At Cordial, we view mobile app marketing as any interaction that's sent to your mobile app, and any interaction coming back from your mobile app. We believe that creating a delightful brand experience for customers begins with a brand relationship. A great relationship starts with great communication.
Communication is much more than speaking to your customers through messaging. It's equally about listening to your customers. Listening to your customers across all channels (mobile, app, email, web) is essential to creating consistent, coherent, and personalized experiences.
Push notifications are the most commonly used option for mobile app messaging. Many companies use push notifications to encourage users to open their app. But the best push notifications are simple, urgent, and actionable (when applicable).

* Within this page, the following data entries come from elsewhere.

PR #601, opened 2026-06-09
Fix public map bounds and storymap layer visibility

bwstefano:
## Summary

This PR fixes the public map/storymap regressions observed after installing the current `jeo.zip` on InfoAmazonia.

- Restores compatibility with legacy `pan_limits` values saved in the older coordinate order.
- Uses the initial public map center to disambiguate bounds that are technically valid in both the standard and legacy formats.
- Prevents storymap layer visibility changes from running before the Mapbox/MapLibre style and layers are ready.
- Exposes a stable storymap map container class contract for themes: `.jeo-storymap-map` / `.js-jeo-storymap-map`.
- Documents that themes should use the JEO-owned storymap container class instead of runtime classes such as `.mapboxgl-map` or `.maplibregl-map`.

### Invalid LngLat latitude errors on public maps

Some public maps had `pan_limits` metadata that was still effectively stored in the legacy order. After the recent public map initialization changes, those values were interpreted as Mapbox/MapLibre bounds directly, producing invalid latitude values such as `-108` and causing:

```text
Invalid LngLat latitude value: must be between -90 and 90
```

The fix validates both possible bounds interpretations and chooses the legacy interpretation when the standard interpretation is invalid.

### Public map center clamped away from editor-defined center

Some maps had bounds that were valid in both interpretations, but only the legacy interpretation contained the editor-defined initial center. The public map could therefore initialize with a different apparent center than the editor.

The fix passes the initial center into `getPanLimitsMaxBounds()` and prefers the bounds interpretation that contains it.

### Storymap `Style is not done loading` errors

Storymap scroll events can fire while MapLibre is still loading its style. The previous implementation called `setLayoutProperty()` directly from scroll handlers, which can throw:

```text
Style is not done loading
```

The fix centralizes storymap layer visibility updates behind guards that check style readiness and layer existence before mutating layer layout.

## Theme integration note

The separate theme-side error below is intentionally not fixed in this plugin PR:

```text
Cannot read properties of null (reading 'style')
```

That error comes from `jeo-theme` querying Mapbox runtime classes before the map runtime has initialized. This PR adds a stable plugin-owned hook that themes can target instead:

```html
<div class="story-map-element jeo-storymap-map js-jeo-storymap-map"></div>
```

The actual theme fix is tracked in InfoAmazonia/jeo-theme#512.

## Validation

- `npm run test:unit -- --runTestsByPath src/js/src/jeo-map/pan-limits.test.js`
- `npm run build`
- Confirmed on InfoAmazonia after purging cached JS assets that the plugin-side public map and storymap errors no longer reproduce. The remaining `Cannot read properties of null (reading 'style')` error is the expected theme follow-up.

Note: `npm run build` still prints WP-CLI/vendor PHP deprecation warnings from the local toolchain, but exits successfully.


src/js/src/jeo-storymap/storymap-display.js
```diff
@@ -244,6 +246,73 @@ class StoryMapDisplay extends Component {
...
+			this.map.setLayoutProperty( layerSlug, 'visibility', visibility );
+		} catch ( error ) {
+			const message = error?.message || '';
+
+			if (
+				message.includes( 'Style is not done loading' ) ||
+				message.includes( 'does not exist in the map' )
+			) {
+				return;
+			}
```
leopiccionia: This code looks fragile. Has it been tested in both MapboxGL and MapLibre GL?

leopiccionia (approved):

src/js/src/jeo-storymap/storymap-display.js
bwstefano: Good point. I asked Codex to review. This is what it did in the couple of commits below:

It extracted the layer visibility guard into a small helper and added unit coverage for the shared GL JS map API used by both Mapbox GL JS and MapLibre GL JS: `isStyleLoaded()`, `getLayer()`, and `setLayoutProperty()`. The tests cover loaded/unloaded styles, missing layers, transient style-loading errors, and unexpected errors.

I'll test a little bit more in a couple of hours.

bwstefano: Tested without errors, @leopiccionia. Can we merge this to `develop`?

PR #602, opened 2026-06-09
Improve Discovery UX, loading, and performance

bwstefano:
## Summary

This PR improves the Discovery experience by fixing story-panel behavior, making filters more usable, aligning visual states with the plugin's theme-aware styling, and reducing avoidable rendering/network work on the Discovery page.

The changes are intentionally scoped to the JEO plugin. They avoid theme-specific workarounds while adding plugin-level classes, states, and behavior that can be reused across installations.

### Stories panel

- Fixes story thumbnails so lazy-loaded images render correctly in the Discovery stories list.
- Restores story text search and keeps the active query visible in the result summary.
- Moves the “loading more stories” feedback to the end of the list during infinite loading.
- Adds clearer result feedback, including “Displayed stories”, loading, empty, and active-filter states.
- Keeps “View in map” as a focused action inside each story card instead of making the whole card handle map navigation.
- Uses the active site locale for story dates instead of the browser locale, so Portuguese, Spanish, and English dates render consistently with WPML/Polylang.
- Adds map cursor feedback for story pins and clusters, with cleanup when leaving the target or switching away from the Stories tab.

### Filters

- Updates the tag selector to support multiple selected tags.
- Improves the tag search field alignment and selected-tag display.
- Adds direct month/year selection to the date picker, so users do not need to step month-by-month through the calendar.
- Fixes dark active/hover states on date-picker controls.

### Sidebar and map layers

- Unifies story and map-layer pagination behind infinite scroll.
- Adds loading and error states for the map-layer list.
- Improves selected-layer spacing so long map/layer names do not collide with the remove button.
- Fixes dark hover/active states on layer controls, remove-layer buttons, fullscreen controls, and zoom controls.
- Keeps selected layer text visually consistent while dragging.
- Adds accessible labels for collapsing and expanding the Discovery panel.
- Adjusts the Discovery block height so the section better fits the available viewport.

### Performance

- Filters the posts REST query to geolocated stories with `_related_point`, so the first Discovery story batch is useful immediately instead of fetching many non-geolocated posts and discarding them client-side.
- Restricts the posts REST payload with `_fields` to only the data used by Discovery.
- Replaces per-story media/category REST calls with batched `include` requests and in-memory ID caches.
- Avoids repeated state updates while hovering the same story pin or cluster.
- Prevents unnecessary story card re-renders when neither the story object nor its active state changes.
- Removes full Discovery re-renders on every map `move`/`zoom`; share/embed URLs still refresh after `moveend` when the share UI is open.

### Translations

- Adds/updates Portuguese and Spanish strings for the new Discovery filter, loading, active-filter, sidebar, and date-picker UI.
- Fixes a few existing Discovery translation typos and awkward strings in Portuguese and Spanish.

## Validation

- `git diff --check upstream/develop..HEAD`
- `npm run test:unit -- --runInBand src/js/src/discovery/blocks/stories.test.js src/js/src/discovery/blocks/date-range-filter.test.js`
- `npm run build:assets`
- Chrome validation on `https://infoamazonia.local/discovery/` with the rebuilt local plugin bundle:
  - Initial Stories load now shows 30 geolocated stories with 30 images.
  - Infinite scroll loads the next story batch.
  - Search for `vale` returns geolocated story results with images.
  - Story pin hover and cluster hover highlight the correct stories and reset cleanly.
  - Share links update after map camera changes.
  - Console remained free of warnings/errors during validation.


src/js/src/discovery/blocks/stories-helpers.js
```diff
@@ -25,3 +27,31 @@ export function resolveStoriesPage( params = {}, pageInfo = {} ) {
...
+		? window.languageParams?.currentLang
+		: '',
+	documentLocale = typeof document !== 'undefined'
+		? document.documentElement?.lang
+		: '',
+	browserLocale = typeof navigator !== 'undefined' ? navigator.language : '',
+} = {} ) {
+	return normalizeLocaleCode(
+		siteLocale || documentLocale || browserLocale || 'en-US'
+	);
```
leopiccionia, line 56: At the worst case, if locale is not loadable locally, it would default to browser's locale (or English, if browser's locale is itself not found), anyway.

src/js/src/discovery/blocks/stories.js
```diff
@@ -974,47 +1122,116 @@ class Stories extends Component {
...
+			queryParams.before ||
+			selectedTagIds.length > 0
+		);
+		const activeFilters = [];
+		const hoveredClusterPostsSet = new Set( this.state.hoveredClusterPostsId );
+		const storiesCountLabel = sprintf(
+			'%s: %d',
+			__( 'Displayed stories', 'jeo' ),
+			this.props.stories.length
+		);
```
leopiccionia, line 1187: For this and following ones, I'd rather do ideally something like this:
```js
// translators: %s is stories count
sprintf( __( 'Displayed stories: %s', 'jeo' ), this.props.stories.length );
```
or, at least, something like this:
```js
// translators: property key and value
sprintf( __( '%s: %s', 'jeo' ), __( 'Displayed stories', 'jeo' ), this.props.stories.length );
```

JEO has been used even in right-to-left languages, like Arabic, so I'd avoid assumptions about inline start and end.

src/js/src/discovery/blocks/stories.js
```diff
@@ -1160,16 +1402,27 @@ class Storie extends Component {
...
+						rel="noreferrer"
+					>
 						{ decodeEntities(story.title.rendered) }
-					</div>
+					</a>
 
 					<div className="date">{ storyDate }</div>
 					<div>
-						<small className="view-in-map">{ __( 'View in map', 'jeo' ) }</small>
+						<button
```
leopiccionia, line 1427: 👍 for using `<button>`.

leopiccionia (commented):
Is the loading spinner position intended? I'd center it to the whole sidebar.

src/js/src/discovery/blocks/stories-helpers.js
bwstefano: The locale fallback helper is meant to prioritize the active site language (set through WPML/Polylang) over the visitor browser locale, which avoids story dates staying in the browser language on translated pages. If that locale is unsupported, Intl can still fall back as you noted.

bwstefano:
> Is the loading spinner position intended? I'd center it to the whole sidebar.

There are two different states:

**1. Initial stories loading:**
image

**Infinite scrolling with incremental loading**
image

The initial stories loading indicator could be centered, while the incremental “loading more stories” indicator should remain at the end of the list so infinite scroll keeps clear visual continuity.

Perhaps we could simply remove the "Loading stories" string and horizontally center the spinner, while keeping their vertical positions for these two states? What do you think, @leopiccionia?

src/js/src/discovery/blocks/stories.js
bwstefano: Commit [1cf1336](https://github.com/InfoAmazonia/jeo-plugin/pull/602/commits/1cf1336287e5d739c9e799b3757ddf9f4ff93091) should fix it.

bwstefano:
@leopiccionia, commit [23c11c4](https://github.com/InfoAmazonia/jeo-plugin/pull/602/commits/23c11c4341c65273928adc8f39a61fa353051b06) addresses your concern over the spinner.

PR #607, opened 2026-06-09
Standardize build asset versioning

bwstefano:
## Summary

Fixes #604 by making asset versioning explicit across the plugin:

- Require the generated `*.asset.php` metadata for every bundled `src/js/build` entrypoint that is enqueued from PHP.
- Use the generated content-hash version for both JavaScript bundles and their matching CSS sidecars.
- Remove silent `JEO_VERSION` fallbacks from build-generated assets so incomplete release builds fail visibly instead of serving mixed cache versions.
- Keep `JEO_VERSION` for local static plugin assets by adding explicit `?ver=JEO_VERSION` cache busting to the map icon URLs passed through `jeoMapVars.images`.
- Leave local layer/legend/settings helper scripts on `JEO_VERSION` and keep external Mapbox SDK assets on the vendor SDK version.
- Stop appending the plugin version to administrator-configured typography stylesheet URLs, allowing those URLs to control their own cache policy.
- Build the ignored webpack outputs before the WordPress smoke matrix activates the plugin, because bootstrap now deliberately requires generated asset metadata.
- Refresh the affected POT/PO line references after the PHP enqueue changes.

## Why

Issue #604 describes a production cache-mixing risk where rebuilt packages can produce new `@wordpress/scripts` content hashes for some files while other related assets continue using the unchanged public plugin version. That can let Cloudflare or browser caches serve an incompatible mix of webpack runtime and dependent bundles.

This PR aligns the enqueued URL versions with the generated asset metadata for build outputs, while preserving plugin-version cache busting only for static plugin files that are not part of the build pipeline.

## Validation

Local checks:

- `php -l src/includes/class-jeo.php && php -l src/includes/sidebars/class-sidebars.php && php -l src/includes/layer-types/class-layer-types.php && php -l src/includes/legend-types/class-legend-types.php && php -l src/includes/loaders.php`
- `vendor/bin/phpcs --standard=phpcs.xml.dist src/includes/class-jeo.php src/includes/sidebars/class-sidebars.php src/includes/layer-types/class-layer-types.php src/includes/legend-types/class-legend-types.php src/includes/loaders.php`
- `git diff --check`
- `rg -n 'include .*js/build/.*asset\.php|\?\? JEO_VERSION|js/build/.*JEO_VERSION' src/includes || true`
- `npm run build:assets`
- `npm run test:unit -- --runInBand`

[...]

PR #608, opened 2026-06-09
Reuse built assets in WordPress smoke matrix

bwstefano:
## Summary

As an example, sending a notification that you can check-in to your flight in 24 hours is not urgent or actionable. Instead, send that notification just a few minutes before check-in starts and have it take the user directly to the check-in process when clicked. Rich push notifications contain images, gifs, and other relevant media along with the notification. This can be a great way to add user value when sending a push notification.
Allowing users to customize how often and what types of messages they receive will lead to a much higher opt-in rate.
In-app messages are also common for mobile app messaging. These are highly valued because they display when someone is already inside the app and do not require the person to have push notifications enabled. In-app messages have a lot of possible use cases, such as advertising something new, highlighting current offers, explaining the value of push notifications before asking for permission, or sending a survey. Finding the right time to show these messages can be critical, as you don't want to overwhelm users with messages while they're trying to use your app.
Cordial's SDK allows you to block showing in-app messages until told it's okay. This is a great way to ensure that critical actions (such as checkout) are not interrupted.
Inbox messaging is an awesome way to store messages. These can mirror a lot of use cases that email is suited for (reservation/order confirmations) but can also have a lot of unique implementations, such as a record of activity happening in a community (post comments, new followers, etc). Not every app needs to use inbox messaging, so make sure to consider if it would add value to your users' experiences, as this is one of the more complicated features to implement and use.
Event data allows a brand to listen to people the moment they engage with your brand. The app can send signals back to Cordial at each and every interaction someone has with your app in the form of event data. These events inform exactly how, when, and on which device you respond back to the customer.
Events can be used to track all kinds of scenarios, from the basic ones such as app opens to more advanced ones such as time spent watching a video. These events can be incredibly useful, but they can also become a privacy issue, so make sure to only collect what's needed. iOS now requires you to disclose the information you collect and give a summary of how it's used. (See this page for more information.)
A great way to decide which events to collect is to write out the questions you want answered and the use cases you want to implement. Then figure out which events are needed.
Cart items and orders
Tracking what users add to their cart and what items actually get purchased can give you invaluable information for not only optimizing your messaging, but also optimizing your business. These also enable countless use cases that can be personalized to become highly valuable to your users, such as product recommendations or abandoned cart messages.
Location data continues to be one of the most private pieces of data that apps can collect. Users are always prompted to either allow or block location permissions before an app can use their location. When designing your app, if you choose to ask for location permissions, make sure that you offer a very high-value reason for needing people's location data, and only collect it when needed.
Always make sure to consider how your app will work without location permissions, such as allowing a user to manually enter a zip code to find a nearby store.
How push notifications work
When first starting to plan a mobile app marketing strategy, it can be helpful to have an understanding of how messages are sent to a mobile application. When an app user installs your application and agrees to receive push notifications, the app is assigned a device token. This token uniquely identifies that instance of your application on that specific device. Along with your app's authentication information, device tokens are used to send requests to Apple and Google to deliver notifications.
Push notifications are not actually delivered directly to devices. The requests to send are handed off to Apple and Google and are then delivered to devices via Apple's and Google's servers. While Apple and Google are highly reliable, neither of them guarantee that notifications will be delivered to devices.
What is an SDK?
A software development kit (SDK) is defined as a collection of software development tools put into a single package. In other words, an SDK is code that has been designed to be reused by multiple developers, which can easily be installed into appropriate code projects. SDKs help reduce the time it takes to implement common functionality such as updating a contact or sending events.
Cordial's approach to mobile app marketing is to maximize flexibility while minimizing complexity. We understand that every app is different, every user is different, every interaction can be tailored, and that having to release an app update to enable a use case should be a last resort. Our mobile app SDKs are built to allow you to get data back into Cordial's platform quickly and easily.